In a statement to parliament, Uganda’s Minister for Internal Affairs, Gen. Jeje Odongo, revealed 44 people had been reported kidnapped and said 31 people remained missing.

Four people who were found have since been arrested for aiding and abetting terrorism, he said, while seven others had been arrested and released on bail, though he did not mention their charges.

“I have tried to give an update on the continuous incidents of alleged kidnap. Investigations are ongoing and I undertake to give progress of these investigations with time,” Odongo said. He added that authorities would “investigate each and every one of the reported incidents.”

He made no specific reference to the alleged abduction of Nyanzi’s partner.

Nyanzi was first imprisoned in 2017 for a month after posting a Facebook poem criticizing Uganda’s first lady, Janet Museveni, for failing to deliver on her promise to provide sanitary pads to schoolgirls.

Following this arrest, Nyanzi’s legal team submitted a petition to the UN Working Group on Arbitrary Detentions. Citing a source connected to her case, a report from the UN body said “that eight men in plainclothes, three of whom were armed, forcibly removed Ms. Nyanzi from her car and put her into the back of their vehicle.” The Working Group says it didn’t receive a response from the Ugandan government to the allegations. CNN has reached out to the government for comment.

When Nyanzi fled at the end of January, she said she was worried she might be “abducted” again, or worse.

“I fled so that I can live tomorrow, to keep being a proud Ugandan and keep contributing to the liberation struggle. I fled also to give my children an opportunity to live in safety and security, and to have access to their mother,” she said.

Nyanzi crossed the border into Kenya by bus with Wasswa, one of her 13-year-old twin sons. Her other children Kato, 13, and Baraka, 16, had left with Nyanzi’s sister a week earlier.

They have all been offered asylum-seeker passes while the Kenyan authorities consider their claims for refugee status, Nyanzi said.

An anthropologist by profession, Nyanzi ran headfirst into politics after she was released from prison on appeal last February, announcing her electoral campaign by June.

She had spent nearly 16 months in jail where she said she endured physical abuse by guards and stints in solitary confinement.
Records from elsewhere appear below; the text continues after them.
PR #362, opened 2023-03-21
feat: Update vega version + needed changes to go with

TomMcL:
### Description

Updating Vega core version plus associated changes. Systematisation of where we use nanoseconds vs seconds and passing a live flag to liquidity provisions as this was added.

### Testing

Tests were broken and now pass

### Breaking Changes

`get_blockchain_time` which used to default to seconds now defaults to nanoseconds. All cases of this use should have been updated


cdummett (dismissed):
LGTM

cdummett (approved):
LGTMv2

PR #366, opened 2023-03-22
fix: No longer need 1e9 multiple

TomMcL:
### Description

Removing multiple from when timestamps were seconds

### Testing

Integration tests only


cdummett (approved):
LGTM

She was imprisoned for writing a poem that graphically described the birth of the Ugandan President and his mother’s vagina to criticize his “oppression, suppression and repression” of Uganda.

Despite being a controversial figure, Nyanzi gained popularity for her activism and was put forward as the Kampala Woman MP candidate for the Forum for Democratic Change, one of the major opposition parties, and had hopes of winning. “We were very expectant. We had no idea that we were going to score third” said Nyanzi, who described the “disappointment and pain experienced by her campaign team after she lost the vote.
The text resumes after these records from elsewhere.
PR #371, opened 2023-03-23
feat: Update version of Vega

TomMcL:
### Description

Updating vega core version plus requisite changes

### Testing

Integration tests

### Breaking Changes

Should be none


vega_sim/api/data_raw.py
```diff
@@ -272,15 +272,19 @@ def list_orders(
...
+
+    if reference is not None:
+        order_filter.reference = reference
 
     for attr, val in [
-        ("market_id", market_id),
-        ("party_id", party_id),
-        ("reference", reference),
+        ("market_ids", [market_id] if market_id is not None else None),
+        ("party_ids", [party_id] if party_id is not None else None),
```
cdummett, line 282: Doesn't have to be in this PR but at some point I guess we could update the methods to allow a lists of ids? Would condense the `initialise_order_monitoring` method in the `local_data_cache` a fair bit.

cdummett (approved):
LGTM

vega_sim/api/data_raw.py
TomMcL: 👍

“I’m very grateful that Kenya had open doors and was able to receive me at this time,” Nyanzi told CNN. While the activist and her family wait for their refugee status to come through, she says she is going to be writing, as well as doing something else she is less well-versed in — resting.

“I’ve had the most hectic five years and I think that I deserve a break,” Nyanzi told CNN. “I deserve to recuperate, I deserve to take care of myself mentally, emotionally, physically — strengthen my energy reserves, and then come back to the bigger struggle.